Da Newsletter da LAM Comunicação

Uma trama que honra o bom cinema argentino 

Um grande filme que chegou na Netflix recentemente e merece ser assistido é o argentino Crimes de Família, dirigido por Sebastían Schindel, mesmo do suspense O Filho Protegido, também do canal de streaming, e roteiro do próprio diretor com Pablo del Teso. O enredo ágil e preciso prende o público durante todo o tempo que a fita dura e talvez seja o ponto alto de Crimes de Família, ao lado da atuação incrível de Cecilia Roth no papel de Alícia, mão de Daniel (Benjamín Amadeo).
Para resumir a trama, Daniel sempre foi um filho-problema, mas Alicia não pensa duas vezes quando recebe a notícia de que as denúncias de abuso e violência que a ex-mulher de seu filho fez contra ele por fim o levaram à prisão: ela tem segurança de que ele é inocente. Ignacio (Miguel Ángel Solá), o pai que se cansou das confusões com drogas e dinheiro do filho, por outro lado, tem certeza de que Daniel é culpado e tenta buscar com o advogado que assume o caso um acordo, que passaria necessariamente por uma confissão do filho.
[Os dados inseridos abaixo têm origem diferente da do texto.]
Issue #700, opened 2017-01-26
Move out all binaries from main repo to Git LFS


bonkey:
https://git-lfs.github.com/

bonkey:
Nah, seems problematic. After couple of tries ended up with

Alicia se recusa a admitir que esta pudesse ser a melhor solução para o caso e insiste em recursos para tirar Daniel da cadeia. 
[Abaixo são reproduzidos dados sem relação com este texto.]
PR #709, opened 2017-02-01
#708: Maintenance update of libraries and code

bonkey:
#708: Maintenance update of libraries and code


AtlasSDK/AtlasSDK/Utils/Keychain.swift
```diff
@@ -13,14 +13,15 @@ struct Keychain {
 
     @discardableResult
     static func delete(key: String) -> Bool {
+        let status: OSStatus
```
hani-ibrahim: Actually I was surprised that `defer` sees the variable created after it, now it makes more sense

hani-ibrahim:
👍

AtlasSDK/AtlasSDK/Utils/Keychain.swift
bonkey: Me either, but when it worked I kept it.

I'm just thinking (only philosophically, without checking reasoning or internal mechanisms) if it did work, why change? Don't they go [too much into restrictions](http://blog.cleancoder.com/uncle-bob/2017/01/11/TheDarkPath.html)? 👹

bonkey:
👍

bonkey:
Merging without codecov – CI didn't fail, but don't need to play with it any longer.

Issue #730, opened 2017-02-09
Fix Cancel from login for the new design


hani-ibrahim:
Cancel from login -> back to size is not responding

PR #741, opened 2017-02-10
#730: Fixing cancel the login screen for new design

hani-ibrahim:
fiing #730


hani-ibrahim:
@bonkey not sure what to test here
it's just a matter of when to hide the collection view.

- previously I was hiding the collection view directly when the user selecting an item 
- now for the initial (unselected) state only, I'm hiding the view after successful transition to a new layout, so if the anything fails it will return back to the collection view opened

bonkey:
👍

hani-ibrahim:
👍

Com as audiências do caso Daniel se sucedendo no tribunal, outra personagem entra em cena: Gladys (Yanina Ávila, também em atuação espetacular), empregada doméstica humilde e devotada a Alicia e Ignacio, casal que cria o filho pequeno dela. Gladys também aparece na prisão e logo ficamos sabendo que também ela está respondendo por um crime grave, o de ter assassinado um segundo filho logo após ter dado à luz, em um banheiro da casa dos patrões.
A partir deste ponto, os dois casos vão se intercalando até chegar um momento em que eles se cruzam, pois existe um envolvimento surpreendente entre Daniel e Gladys (sem spoilers aqui). Deste momento em diante, Alicia começa a rever os seus sentimentos pelo filho, até chegar a um ponto de inflexão, sem retorno, após a saída dele da prisão, absolvido no caso.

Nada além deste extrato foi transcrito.